Our View: Paddock cannot be called a terrorist (yet)

Following the mass shooting in Las Vegas, the coverage of 64-year-old gunman Stephen Paddock was everywhere. Reporters were digging into his personal life, trying to understand the life of the man who took the lives of 58 people. Soon after news outlets began running stories on Paddock, the debate arose as to whether or not his actions should be defined as terrorism. 

The Patriot Act defines domestic terrorism as actions which “intimidate or coerce a civilian population; to influence the policy of a government by intimidation or coercion; or to affect the conduct of a government by mass destruction, assassination or kidnapping.” Even now, over a week after the shooting which took the lives of 58 people, there has been no evidence to support the idea that Paddock carried out the shooting with some sort of political agenda. Even though the actions of Paddock can be called many things, evil, unnecessary, despicable, the one thing we cannot call him, until evidence proves otherwise, is a terrorist. 

Being able to call Stephen Paddock a terrorist would assign some sort of rhyme or reason to what he did, and not being able to do so, only leaves us with more questions. Not being able to call Paddock a terrorist keeps us from being able to separate him from our community. 

By defining him as such there’s an imaginary line being drawn by the word, qualifying him as some sort of “other”. The fact of the matter is that we have no evidence to support the labeling of Paddock as a domestic terrorist, not yet. 

No suicide letter was left, no mysterious tape has been found, nobody of legitimacy has been able to step up and say give an answer. It’s human nature to want explanation. Not having one for the actions of Paddock is, and will continue to frustrate the American public. 

If at some point we are given of reasoning behind why he did what he did, and that includes proof that his motives were in fact to, “influence the policy of a government by intimidation or coercion; or to affect the conduct of a government,” then we will have every right to call him a domestic terrorist. 

Even then there is sure to be some opposition about the label. Some people will argue with it and adamantly refuse to call him as such. The media will cover the topic and dance around the word, referring to him as something like “64-year-old retiree”. There will be some excuse as to why they’re refraining from calling him a terrorist, but actually it will have to do with the fact that he was a white, upper middle-class man. There would be some way, some loophole found, which would exempt him from being called a terroist, simply because he is a white man. 

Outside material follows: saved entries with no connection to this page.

PR #3331, opened 2014-11-05
404page

itsjoekent:
Git history was broken, screwed up. This is the actual one now!

(Old for reference https://github.com/DoSomething/dosomething/pull/3310) All of those dicussion points should be resolved now.


lib/modules/dosomething/dosomething_notfound/dosomething_notfound.admin.inc
```diff
@@ -0,0 +1,11 @@
+<?php
+
+function dosomething_notfound_admin_config_form($form, &$form_state){
+
+  $form['dosomething_notfound_disable_results'] = array(
+    '#type' => 'checkbox',
+    '#title' => t('Disable relevant results'),
+    );
+  //variable_get
```
aaronschachter: Might as well get rid of this "note to self" comment.

lib/modules/dosomething/dosomething_notfound/dosomething_notfound.module
```diff
@@ -0,0 +1,80 @@
...
+  ->execute()
+  ->fetchCol(0);
+  
+  if ($result) {
+   $nid = $result[0];
+   $node = node_load($nid);
+	} // No else is needed as a default node is always created when the module installs
+
+	// Return & Load node
+	return node_view(node_load($nid), 'full');
```
aaronschachter: You can just use return `node_view($node, 'full');` here, since you set it on line 49 ^^

aaronschachter:
:+1:  SHIP IT

PR #3332, opened 2014-11-05
Check yourself before you wreck the drush updb

aaronschachter:
Per https://github.com/DoSomething/dosomething/issues/3320#issuecomment-61872005


sergiitk:
:+1:

Issue #3344, opened 2014-11-06
turn off address validation on canadian site


mikefantini:
![image](https://cloud.githubusercontent.com/assets/6330971/4940529/26e56058-65db-11e4-869d-76ae044f1b1f.png)

@DFurnes @sergii-tkachenko

PR #3345, opened 2014-11-06
Provides an option to bypass JS validation of user's postcode.

### LINKED ISSUE #3329: remove data-validate='zip' attribute on address collection for international sites
image

sergiitk:
#### What's this PR do?
- Provides a theme setting to bypass JS validation of user's postcode
- Open [Paraneue Settings](http://dev.dosomething.org:8888/admin/appearance/settings/paraneue_dosomething)
- Turn off `Validate Post Code`
  image
- Go to [Yeah, Science!](http://dev.dosomething.org:8888/campaigns/yeah-science)
- Click 'Get this banner, yo.'
- Fill in `M5H 3H1` to `Postal code` field. The field must not be highlighted in red after that
  image

Closes #3329

### DIFF
--- a/lib/modules/dosomething/dosomething_user/dosomething_user.module
+++ b/lib/modules/dosomething/dosomething_user/dosomething_user.module
@@ -307,7 +307,9 @@ function dosomething_user_add_validation_attributes_to_address_fields($form, &$f
   $address['address']['street_block']['premise']['#attributes']['data-validate'] = 'address2';
   $address['address']['locality_block']['locality']['#attributes']['data-validate'] = 'city';
   $address['address']['locality_block']['administrative_area']['#attributes']['data-validate'] = 'state';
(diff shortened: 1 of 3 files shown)


aaronschachter:
I'm kind of leaning towards the configuration setting living in the DS User admin config form vs the Paraneue settings.  If we ever have two themes (which we could).. we'd have to duplicate this logic.  What do you think @sergii-tkachenko ?

Especially since we also need a similar setting for shutting off validation completely (#3344) which I was envisioning living within the DS User admin config form.

sergiitk:
My reasoning was that actual JS validation [is the part of paraneue_dosomething theme](https://github.com/DoSomething/dosomething/blob/dev/lib/themes/dosomething/paraneue_dosomething/js/validation/address.js#L68). So I think it makes sense to setup JS validations in theme settings.

aaronschachter:
OK :+1:

Issue #3340, opened 2014-11-06
Setup a cron job to update users address country


sergiitk:
We need to create a cron job that runs  `drush update-users-country` every minute on each affiliate. It works same as `drush cancel-us-users`, but it will fix users countries. Details in #3338 and #3242.

sergiitk:
CC @aaronschachter @mshmsh5000 @mikefantini

sergiitk:
It'd also be great to forward stdout and stderr to log file to follow progress.

sergiitk:
Added to crontab on intl production:

```
0 0 * * * cd /var/www/international.dosomething.org/current && bin/drush-intl update-users-country &>> /home/dosomething/update-users-country.log
```

PR #3338, opened 2014-11-06
Add drush task to fix users address country.

sergiitk:
Fixes #3242.

PR #3346, opened 2014-11-06
Fixing user country with drush: update only users register after intl release.

sergiitk:
Makes users country update #3338 independent from users cleanup #3095.
Ref #3340.


aaronschachter:
:+1:

PR #3350, opened 2014-11-06
Fixed css to apply style to the header instead of div

itsjoekent:
Old:
screen shot 2014-11-06 at 2 42 45 pm
New:
screen shot 2014-11-06 at 2 42 52 pm


DFurnes:
:shipit:

Issue #3349, opened 2014-11-06
Create bin script to run drush commands at every affiliate


sergiitk:
Reference #3339, #3340.

CC @aaronschachter

Issue #3322, opened 2014-11-05
get Zendesk set up on Canada


mikefantini:
**UPDATE:**

The approach is to set up Zendesk for Canada to avoid all more affiliate-only logic.

Once #3351 is merged and `dosomething_zendesk` is uninstalled on all affiliate sites (per #3349), the steps will be to:
- [x] manually enable DoSomething Zendesk module on Canada
- [x] set up its auth variables
- [x] set its dosomething_zendesk_group_id to the Canada Zendesk group.

**ORIGINAL ISSUE:**

Canada doesn't have zendesk set up so this is a dead link.

Ideally language would be "Still have issues? Email us at teensforjeanscanada@dosomething.org with your school name and provence."

![image](https://cloud.githubusercontent.com/assets/6330971/4912309/7a4f501e-649b-11e4-8556-621599434948.png)

mikefantini:
one possible route (although no idea how hard this is) would be to flag the "Still having issues..." bit to not display for Canada and then we can just include the text above in the admin copy config variables

mikefantini:
from standup the plan is to investigate turning on zendesk for Canada and have all questions from Canadian users go into the one Canadian group

aaronschachter:
Up and running on Canada prod.

PR #3351, opened 2014-11-06
Enables affiliate access to Zendesk

aaronschachter:
Gets things set up for enabling Canada Zendesk (#3322)
- Allows for a global `dosomething_zendesk_group_id` variable to be set.  If this is set, route all Zendesk tickets to this group.  We'll set this variable for Canada.
- Removes the check for affiliate in rendering the Zendesk form.  

This means we'll need to disable / uninstall the Dosomething Zendesk module on every affiliate before we push this code (blocked by #3349).

Once all affiliate sites have Zendesk uninstalled and this code is pushed, I will manually enable DoSomething Zendesk module on Canada, set up its auth variables, and set its `dosomething_zendesk_group_id` to the Canada Zendesk group.


sergiitk:
:+1:

PR #3352, opened 2014-11-06
Provides bin script that runs drush on each affiliate.

### LINKED ISSUE #3349: Create bin script to run drush commands at every affiliate

sergiitk:
#### Usage
- `vagrant ssh`
- `cd /var/www/vagrant/`
- `bin/drush-intl status --fields=uri`
  image

Closes #3349.

### DIFF
--- a/bin/drush-intl
+++ b/bin/drush-intl
@@ -1,0 +1,25 @@
+#!/bin/bash
+
+# ==============================================================================
+# Globals
+
+# The base project directory
+BASE_PATH=`pwd -P`
+
+# The webroot directory name for the dev environment
+WEB_DIR='html'
+
+# Full webroot path
+WEB_PATH=$BASE_PATH/$WEB_DIR
+
+
+# ==============================================================================
+# Functions
+
+for SITE in botswana canada congo ghana kenya indonesia nigeria training uk
+do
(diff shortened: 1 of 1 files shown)


bin/drush-intl
```diff
@@ -0,0 +1,25 @@
...
+WEB_DIR='html'
+
+# Full webroot path
+WEB_PATH=$BASE_PATH/$WEB_DIR
+
+
+# ==============================================================================
+# Functions
+
+for SITE in botswana canada congo ghana kenya indonesia nigeria training uk
```
aaronschachter, line 19: Not necessarily for this PR, but we should really have this list as a variable somewhere.  Lots of gotchas where we miss an affiliate.

aaronschachter:
:+1: Much value added.

Can we give it a shot by disabling and uninstalling `dosomething_zendesk` ? :smile:

bin/drush-intl
sergiitk, line 19: Yes, def. We should discuss and find a common way to provide a source with this list. Will create ticket for it.

sergiitk:
Yes, @aaronschachter, let's do it!

PR #3355, opened 2014-11-06
Added video field to image feature

### LINKED ISSUE #3228: Add "Image Video" field to Image content type
For the 404 page, we want to display a Video on desktop but an Image on mobile.  We are also experimenting with Video Cover images.  It seems useful to add a new field to the Image content type to render an Image node as a video file.
- Add a "Image Video" File field to the Image content type, which allows all video formats.  The resulting machine name should be `field_image_video`.
- Export the new field via Features export  to the DoSomething Image module. You'll need to export the `field_base` and `field_instance` exportables in `drush fe dosomething_image`.

itsjoekent:
Fixes https://github.com/DoSomething/dosomething/issues/3228

(Ignore commit name typo)


lib/modules/dosomething/dosomething_image/dosomething_image.features.inc
```diff
@@ -447,6 +447,5 @@ function dosomething_image_node_info() {
       'help' => '',
     ),
   );
-  drupal_alter('node_info', $items);
```
aaronschachter, line 450: Services 7.x-2.2 started adding all of these in there.  It looks like you're running an older build - can you confirm in your admin/modules list that it shows Services 7.x-2.0?

It probably is.  This will get added back in upon any features udpates with a newer build, so please remove this file.

Also you can update your build by doing a `ds pull stage --db` (or just running `ds build` from vagrant)

aaronschachter:
Looks good except for `drupal_alter`.  Also, pls reference the Github issue # in your PR descriptino so we can track work against various issues.

itsjoekent:
@aaronschachter Ill check now for the version, also updated the PR with the issue

lib/modules/dosomething/dosomething_image/dosomething_image.features.inc
itsjoekent, line 450: I have version 7.x-3.10

aaronschachter:
SHIP IT :+1:

PR #3357, opened 2014-11-06
Fixes lock being set on premature returns.

sergiitk:
Fix a bug in lock logic introduced in #3095 and #3338.


aaronschachter:
:+1:

PR #3359, opened 2014-11-06
Fix gallery index

blisteringherb:
The snippets are displaying the labels for gallery images instead of just the image titles, this adds a view mode, "dosomething_search_index", for the field_collection entity and the features export settings for the gallery and field_gallery_item field collections.

@aaronschachter


aaronschachter:
Nice find! :+1: value added

PR #3360, opened 2014-11-07
Fires custom event on action page. Fixes #3308.

### LINKED ISSUE #3308: Track Action Page views vs Pitch Page views
**ISSUE:** We need to track unique "Action Page" views in Google Analytics.  Current limitation is that we don't have a way to distinguish page views between the Pitch Page and Action Page, since both have the same URL.

**UPDATED:** Fire a GA tracking event for every action page view, in order to specifically track action page views.  We could fire one for Pitch Page views too, for the hay of it.

**ORIGINAL thought:**

e.g. Use a query string with redirects: `/campaigns/teens-jeans?action=signup`
- When a user signs up, direct them to the campaign node with `?action=signup` appended to query string
- If a user is viewing a link with `?action=signup` and is actually not signed up (like if someone shares their `?signedup` link), redirect to URL without the query string

DFurnes:
# Changes
- Adds a [custom event](https://developers.google.com/analytics/devguides/collection/gajs/eventTrackerGuide) to the action page. See #3308 for context.
# Question
- Is there a better place for this? This method seemed mostly concerned with preprocessing variables for theming, but it seemed to be the most appropriate place I could find.

For review: @aaronschachter

### DIFF
--- a/lib/modules/dosomething/dosomething_campaign/dosomething_campaign.theme.inc
+++ b/lib/modules/dosomething/dosomething_campaign/dosomething_campaign.theme.inc
@@ -282,6 +282,11 @@ function dosomething_campaign_preprocess_action_page(&$vars, &$wrapper) {
     $vars['reportback_link']['label'] = t("Update Submission");
   }
   $vars['reportback_form'] = $vars['content']['reportback_form'];
+
+  // Add analytics custom event on action page.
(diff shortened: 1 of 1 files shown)


aaronschachter:
I would have put it in this function too, as its the easiest place to target action page right now.  Ship it :+1: 

If we ever get around to a refactor sprint, it'd be worth refactoring this `dosomething_campaign.theme.inc` code up into specific paraneue functions for presentation and the dosomething_campaign_load properties for API properties type data.

PR #3361, opened 2014-11-07
Address validation switch

### LINKED ISSUE #3344: turn off address validation on canadian site

aaronschachter:
Fixes #3344.  Only validate addresses if `dosomething_user_validate_address` variable is set to TRUE.

`dosomething_user_update_7006` will set this to TRUE for US but not set it for all other sites.

Also adds a custom access callback to the UPS API settings page, which checks to see if the variable is TRUE.  Also removes the "administer UPS configuration" permission and just checks for "administer modules' instead, in the interest of simplifying.

### DIFF
--- a/lib/modules/dosomething/dosomething_user/dosomething_user.module
+++ b/lib/modules/dosomething/dosomething_user/dosomething_user.module
@@ -199,6 +199,9 @@ function dosomething_user_is_staff($user = NULL) {
 function dosomething_user_form_alter(&$form, $form_state, $form_id) {
   global $user;
   $account = $user;
+  // Check if we should be validating addresses.
+  $is_validate_address_set = variable_get('dosomething_user_validate_address');
+
   switch ($form_id) {
     case 'user_login_block':
     case 'user_login':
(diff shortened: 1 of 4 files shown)


lib/modules/dosomething/dosomething_user/dosomething_user.module
```diff
@@ -123,6 +118,19 @@ function dosomething_user_admin_paths() {
...
+ * Access callback for UPS API configuration page.
+ *
+ * @see dosomething_user_menu()
+ */
+function dosomething_user_ups_api_config_access() {
+  // If administrator:
+  if (user_access('administer modules')) {
+    // Display page if we are validating addresses.
+    return variable_get('dosomething_user_validate_address');
+  }
```
sergiitk, line 130: It's better to add the return FALSE at the end to be more explicit.

lib/modules/dosomething/dosomething_user/dosomething_user.module
```diff
@@ -123,6 +118,19 @@ function dosomething_user_admin_paths() {
...
 /**
+ * Access callback for UPS API configuration page.
+ *
+ * @see dosomething_user_menu()
+ */
+function dosomething_user_ups_api_config_access() {
+  // If administrator:
+  if (user_access('administer modules')) {
+    // Display page if we are validating addresses.
+    return variable_get('dosomething_user_validate_address');
```
sergiitk: And here it'd better to `return variable_get('dosomething_user_validate_address', FASLE);`

sergiitk:
Great job, just minor comments and it'd be good to go :+1:

PR #3362, opened 2014-11-07
Use module names as menu titles

aaronschachter:
Cleans up the DS config menu to make it easier for devs to know what variables are used where. 

screen shot 2014-11-07 at 9 46 02 am

Third Party variables is the odd one here, mainly because it shouldn't live on the DoSomething Signup admin page, since the `communications team` needs access to set Third Party variables but should not have access to configure the DoSomething Signup variables.


sergiitk:
:+1:

mshmsh5000:
Too late to the party, but: This is nice.

PR #3366, opened 2014-11-07
Allow Signup Data Form reset

aaronschachter:
Adds a Reset Signup Data Form to the Signup view (visible only to staff). 

Allows staff to manually reset the signup data form, allowing a user to re-submit the signup data form if they want to change their answer.


sergiitk:
:+1:

Issue #3321, opened 2014-11-05
Update "still having issues?" language on school finder


mikefantini:
Still having issues? Contact us [link] with your school name and state/province.

![image](https://cloud.githubusercontent.com/assets/6330971/4912296/573263be-649b-11e4-80a8-df7f768a67c9.png)

mikefantini:
since we're going to try adding zendesk to Canada's site per #3322 I updated the copy we want above to be state/province rather than just state

PR #3367, opened 2014-11-07
School Finder State/Province label

aaronschachter:
Updates help text per #3321.  Will display as "State" in US, but "Province" in Canada.

### DIFF
--- a/lib/modules/dosomething/dosomething_signup/dosomething_signup.signup_data_form.inc
+++ b/lib/modules/dosomething/dosomething_signup/dosomething_signup.signup_data_form.inc
@@ -374,12 +374,19 @@ function dosomething_signup_user_signup_data_form($form, &$form_state, $signup) 
     $form['school_finder']['help_link'] = array(
       // Used for front-end autocomplete.
       '#type' => 'markup',
-      '#markup' => '<a href="#" class="secondary js-schoolfinder-help">Need help locating your school?</a></p>',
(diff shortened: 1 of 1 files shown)


lib/modules/dosomething/dosomething_signup/dosomething_signup.signup_data_form.inc
```diff
@@ -374,12 +374,19 @@ function dosomething_signup_user_signup_data_form($form, &$form_state, $signup)
     $form['school_finder']['help_link'] = array(
       // Used for front-end autocomplete.
       '#type' => 'markup',
```
sergiitk, line 376: I know it's not documented, but there's should be special form type called [link](https://api.drupal.org/comment/16104#comment-16104). Can you check if this is still working?

aaronschachter, line 376: I've tried it.. but when I click on "Need help locating your school?"  the actual link `href` is loaded, e.g. I am redirected to http://dev.dosomething.org:8888/%23.

sergiitk, line 376: Ok then, it's minor anyways.

aaronschachter, line 376: Right on, was worth a shot.  Ok to ship?

sergiitk:
:+1:

PR #3368, opened 2014-11-07
Grant member support access to Zendesk config

aaronschachter:
Will allow member support team to add Zendesk group id's for `campaign_group` nodes, like Grandparents Gone Wired.


sergiitk:
:+1:

PR #3371, opened 2014-11-10
Gallery template refactor / User Profile triads

aaronschachter:
Per convo in Dries hipchat room: Uses one single `gallery.tpl.php` and applies relevant `duo` and `triad` classes.

Updates User Profile to use `triad` class for the Doing section.


sergiitk:
:+1:

PR #3390, opened 2014-11-11
Fix Signup page view permissions

aaronschachter:
Needed for editors to have access to Signup Reset Form introduced in #3366


sergiitk:
:+1:

PR #3593, opened 2014-12-04
Canada: Provides integration test for the phone field.

sergiitk:
#### What's this PR do?
- Provides integration test for the phone field
- Fixes phone field import on remote user syndication during login
#### Tests result

image
image
image


DFurnes:
Looks good!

We all know that the word “terrorist”, unfortunately holds a stereotypical connotation. We would be lying to ourselves if we said that the first thing we thought of when we heard the word “terrorist” is a white man from the U.S. But just because someone who commits an act such as this happens to be a white man, doesn’t make him exempt from being a terrorist. 

It would make things a bit easier, and make more sense, for us to be able to call Paddock a terrorist. Until we are given evidence which proves him to be however, we cannot justly assign that to his name. We must also be sure that if the evidence supports us to do so, we must not allow previous standing biases and stereotypes from rightfully using the term along with Paddock’s name.